Between 2003 and 2009, Chinese investment in North Korea stood at US$98.3 million, just 12 per cent of the amount Chinese firms have invested in South Korea, according to Chinese data cited in a last year report by Drew Thompson, a Korea specialist who now works at the US Department of Defense.
Thompson said in his report, the most detailed on the subject, that Chinese investments were “smaller and less successful than projects in neighbouring states” due to “rent seeking, poor infrastructure and the oppressive political environment”.
A recent trip to Dandong, a Chinese town on the North Korean border, showed that while traders were hopeful of an opening under Kim who is believed to be in his late 20s and became the third of his line to rule, little had changed.
“I sell mainly autos and from what I see every year, they buy fewer and fewer. The demand there gets smaller every year,” said a trader in Dandong who refused to give his name due to the sensitivity of the cross-border trade.
North Korea’s official ideology is based on economic self-dependence but in reality it has been unable to feed its population for decades, plant and equipment lies idle due to lack of electricity and much of it is too old to be of use.
Adding to its problems, reports are increasing that this year’s grain harvest, never enough even in good years, has been badly hit by poor weather.
Sanctions, the collapse of the Soviet Union and a freeze in relations with prosperous South Korea have forced it into China’s arms and last year, 89 per cent of the North’s trade was with its powerful ally, excluding operations in an economic zone with South Korea, which is counted as internal Korean trade.
A series of revisions to laws governing special economic zones this year indicate that the North was heeding criticism, but so far the reforms have yielded little in real terms.
“Kim Jong-un more than any of his predecessors needs economic success for his political legitimacy.
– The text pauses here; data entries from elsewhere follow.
Issue #771, opened 2021-06-29
Incorrect window size when using font scaling under Gnome/Xwayland


last-partizan:
I use 4k display, with font scaling set to 1.6, when neovide opens new window, i don't see statusline, it's somewhere below window border. When i resize window, it will correct itself, and i see statusbar.

When i set scaling to 1.0, neovide starts with correct window size and statusbar is visible.

**To Reproduce**
1. In Gnome, use tweak-tools to set scaling to something bigger than 1.0
2. export WINIT_UNIX_BACKEND=x11
3. Run neovide

**Screenshots**
- [Incorrect size with 1.6 scaling](https://user-images.githubusercontent.com/301015/123742528-772bbc80-d8b4-11eb-8d83-af5579a1a4fb.png)
- [Correct size with 1.0 scaling](https://user-images.githubusercontent.com/301015/123742570-8b6fb980-d8b4-11eb-85ca-5f14beb47c8e.png)

**Desktop (please complete the following information):**
 - ArchLinux (Gnome/Wayland)
 - neovide-git 0.7.0.r61.gbc1009b-1
 - neovim-git 0.4.0.r3826.g141647cfb-1

**Additional context**
I use WINIT_UNIX_BACKEND=x11 to fix window decorations #728, and looks like it cannot resize properly in this case. Without this, on wayland session - size is correct.

[neovide_rCURRENT.log](https://github.com/Kethku/neovide/files/6731300/neovide_rCURRENT.log)

last-partizan:
It happens when using Xorg session too, so that's probably not related to Xwayland specifically, but to Xorg in general.

Kethku:
I've encountered this issue on windows as well. I'm hopeful that in progress work to get the size to actually match the passed geometry, and equivalent work to get the start menu to start correctly will address this problem as well.

last-partizan:
![image](https://user-images.githubusercontent.com/301015/124360165-ff052400-dc30-11eb-9975-174b5f5bb175.png)


I've added some debug `println` into handle_new_grid_size, and this is what i get on start:

wayland:
```
Renderer font 8x18
Send resize 100x50
```

x11:
```
Renderer font 8x18
Send resize 160x80
```

If i change window size just a little, next update is correct for both cases (100x50).

Oh! i found why it was happening. First handle_grid_size was using logical, and second was using physical.

![image](https://user-images.githubusercontent.com/301015/124360410-4b049880-dc32-11eb-8032-3688c4f5dc61.png)


[...]

PR #784, opened 2021-07-03
Fix incorrect initial scaling

last-partizan:
Also, I replaced inverse scaling (like 1 / scaling) with natural scaling (like 1 ... 2, what returned by window.scale_factor())
I think easier to work with natural scaling factor and multiplication, instead of inverse scaling factor and division.

It looks fine, and works as expected, but please, review carefully parts where i changed scaling.

Also, instead of passing pair of width/height to handle_new_grid_size i pass LogicalSize. So it's impossible to pass incorrect value.

(Probably, this could be splitted into "just fix" and "refactoring", but i hope it's small enough and can be merged as is)

- [x] Fix
- [ ] Feature
- [ ] Codestyle
- [x] Refactor
- [ ] Other

- [x] No

Refs #771

### DIFF
--- a/src/renderer/mod.rs
+++ b/src/renderer/mod.rs
@@ -255,7 +255,7 @@ impl Renderer {
 
     #[allow(clippy::needless_collect)]
     pub fn draw_frame(&mut self, root_canvas: &mut Canvas, dt: f32, scaling: f32) -> bool {
-        trace!("Drawing Frame");
+        trace!("Drawing Frame at {} scale", scaling);
         let mut font_changed = false;
 
         let draw_commands: Vec<_> = self
@@ -277,7 +277,7 @@ impl Renderer {
         root_canvas.save();
 
         root_canvas.reset_matrix();
-        root_canvas.scale((1.0 / scaling, 1.0 / scaling));
+        root_canvas.scale((scaling, scaling));
 
         if let Some(root_window) = self.rendered_windows.get(&1) {
             let clip_rect = root_window.pixel_region(self.font_width, self.font_height);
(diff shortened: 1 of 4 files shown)


last-partizan:
Also, i changed this file, for commit to pass pre-commit hooks, but that's completely unrelated to this issue. Should i create another PR with that fix?

```diff
diff --git a/src/editor/grid.rs b/src/editor/grid.rs
index 8990da2..3a835cb 100644
--- a/src/editor/grid.rs
+++ b/src/editor/grid.rs
@@ -243,7 +243,7 @@ mod tests {
         character_grid.characters = vec![grid_cell.clone(); context.area];

         // RUN FUNCTION
-        character_grid.resize(width, height);
+        character_grid.resize((width, height));

         assert_eq!(character_grid.width, width);
         assert_eq!(character_grid.height, height);
```

Kethku:
Beauty. Thanks for looking into this!

Kethku:
> 
> 
> Also, i changed this file, for commit to pass pre-commit hooks, but that's completely unrelated to this issue. Should i create another PR with that fix?
> 
> ```diff
> diff --git a/src/editor/grid.rs b/src/editor/grid.rs
> index 8990da2..3a835cb 100644
> --- a/src/editor/grid.rs
> +++ b/src/editor/grid.rs
> @@ -243,7 +243,7 @@ mod tests {
>          character_grid.characters = vec![grid_cell.clone(); context.area];
> 
>          // RUN FUNCTION
> -        character_grid.resize(width, height);
> +        character_grid.resize((width, height));
> 
>          assert_eq!(character_grid.width, width);
>          assert_eq!(character_grid.height, height);
> ```

I think this is a good change regardless. I don't mind batching them up.

kabouzeid:
Thank you for fixing this! ❤️

PR #791, opened 2021-07-04
Scroll Fix

Kethku:
Fixes https://github.com/Kethku/neovide/issues/755 by removing the image copy performance optimization which I'm not convinced did all that much.

- [x] Fix
- [ ] Feature
- [ ] Codestyle
- [ ] Refactor
- [ ] Other

- [x] No

### DIFF
--- a/src/renderer/rendered_window.rs
+++ b/src/renderer/rendered_window.rs
@@ -1,6 +1,6 @@
 use std::collections::VecDeque;
 
-use skia_safe::canvas::{SaveLayerRec, SrcRectConstraint};
+use skia_safe::canvas::SaveLayerRec;
 use skia_safe::gpu::SurfaceOrigin;
 use skia_safe::{
     image_filters::blur, BlendMode, Budgeted, Canvas, Color, Image, ImageInfo, Paint, Point, Rect,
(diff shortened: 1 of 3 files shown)


last-partizan:
> which I'm not convinced did all that much.

Can we measure performance impact?

I just tried it, and without multigrid it feels almost the same (maybe just a little sluggish), but with multigrid scroll performance is noticeable worse.

src/renderer/rendered_window.rs
```diff
@@ -372,42 +372,6 @@ impl RenderedWindow {
...
-                left,
-                right,
-                rows,
-                cols,
-            } => {
-                let scrolled_region = Rect::new(
-                    (left * renderer.font_width) as f32 * scaling,
-                    (top * renderer.font_height) as f32 * scaling,
-                    (right * renderer.font_width) as f32 * scaling,
-                    (bot * renderer.font_height) as f32 * scaling,
```
last-partizan, line 387: Problem here is definitely with this scaling.

And i think we can somehow fix it, without removing this optimization.

Here is example with scale factor 1.6
image

Here is example with scale factor 2:
image

No artifacts!

But i noticed something else interesting, when using `--multiGrid`, there is no artifacts, with either scroll factor.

This implies measures to make the economy more efficient – i.e. reforms,” said Frank Rudiger, a professor at Vienna University and an expert on North Korea.
“As much as they need it... North Koreans are very, very suspicious of the massive onslaught of Chinese investment, trade, business people, goods and services,” he said.
A Xiyang official said earlier that it had signed up for a 75 per cent stake valued at 36 million euros (HK$350 million) in a 10 million tonne a year iron ore processing plant.
It started producing in April last year and stopped two months later, after the official said North Korea had prohibited it from selling 30,000 tonnes of ore and had arbitrarily raised land, power, water and labour costs.
The North then expelled Xiyang’s Chinese workers and later sold the iron ore, the Xiyang official said.
Stung by the Xiyang criticisms the investment authority statement on Wednesday said there would be more reforms to “ensure the legitimate rights and interests of all investors”.
But it also said that investment had to be in line with the “security of the country” which was guaranteed by its “Songun” or military-first ruling philosophy, promulgated by Kim Jong-il, the youngest Kim’s father, who died in December.
KCNA also announced there would be a rare second session this year of its rubber stamp parliament, which could mean the approval of more economic measures.
The North faces a difficult balancing act as any potential economic opening could undermine the leadership.
As recently as August, Jang Song-taek, Kim’s uncle visited Beijing to ask for new investment and to try to get China to agree to a state visit for the new leader.
China has so far not responded to the requests and the North’s attack on a company linked to the government of a Chinese state bordering North Korea could make Beijing think twice about relations with its neighbour which irritated its backer with its two nuclear tests and a failed rocket launch in April.
“Coming in the wake of a pretty unsatisfactory visit to China by Jang Song-taek, this is a very public message of excuse as well as pressure that shows it does not like being humiliated and that North Korea is not a vassal of China,” said Yoo Ho-yeol expert on North Korea at Korea University outside Seoul.